**WORK ITEM**
Say how many lines of the records include the string "linkHash". Nothing else belongs in the answer.

**DATA FOR THIS EXERCISE**
PR #128, opened 2015-07-22
feat(unique-link-names): use uniquely generated link names

mbroadst:
This follows more closely to what QPID is doing with their messaging framework, in that link names by default are generated based on their address (and in our case link creation properties). A hash of the address and options is used to uniquely identify an attempt to recreate an existing receiver.

The user is still able to override this behavior by passing in a "name" parameter to the link creation "options" object (verified in the unit tests)


lib/amqp_client.js
```diff
@@ -506,13 +534,14 @@ AMQPClient.prototype.createReceiver = function(address, options, cb) {
     }
   }
 
-  var linkName = address + '_RX';
-  if (this._attaching[linkName]) {
-    self._onReceipt[linkName].push(cb);
+  var linkInfo = self._linkInfo('receiver', address, options);
+
+  if (this._attaching[linkInfo.hash]) {
```
noodlefrenzy: Might as well s/this/self/

mbroadst: updated

lib/amqp_client.js
```diff
@@ -81,6 +81,11 @@ function AMQPClient(policy) {
   this._pendingSends = {};
   this._unsettledSends = {};
 
+  this._linkNameForHash = {
```
noodlefrenzy: I'd change this to linkNamesByHash...

lib/amqp_client.js
```diff
@@ -219,14 +224,36 @@ AMQPClient.prototype.connect = function(url) {
...
+  var name = u.linkName(address, options);
+  lookup[hash] = name;
+  return { name: name, hash: hash };
+};
+
+AMQPClient.prototype._resolveDeferredSenderAttaches = function(linkHash, err, link) {
   // resolve deferred attachments
-  while (this._senderAttaching[linkName].length) {
-    var deferredAttach = this._senderAttaching[linkName].shift();
+  while (this._senderAttaching[linkHash].length) {
```
noodlefrenzy: ... and then for any map indexed by hash add ByHash to the name

Otherwise, this is just a bug-farm.

lib/amqp_client.js
```diff
@@ -219,14 +224,36 @@ AMQPClient.prototype.connect = function(url) {
...
+ * @param address   the address of the link
+ * @param options   the link creation options
+ * @returns {Object}
+ */
+AMQPClient.prototype._linkInfo = function(type, address, options) {
+  var lookup = (type === 'receiver') ?
+    this._linkNameForHash.receivers : this._linkNameForHash.senders;
+
+  var hash = u.linkHash(address, options);
+  if (lookup.hasOwnProperty(hash)) {
```
noodlefrenzy: It's now possible for a client to (try and) create two links with the same name if they pass in the same options.name for differently-hashed values. I don't think that was possible before.

Adding a this._linkNamesByHash.reverseMap[name] = hash;, checking it, and throwing an error on that attempt wouldn't be hard to do, and you wouldn't need/want separate sender/receiver maps so not much extra overhead.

**ANSWER BELOW**
3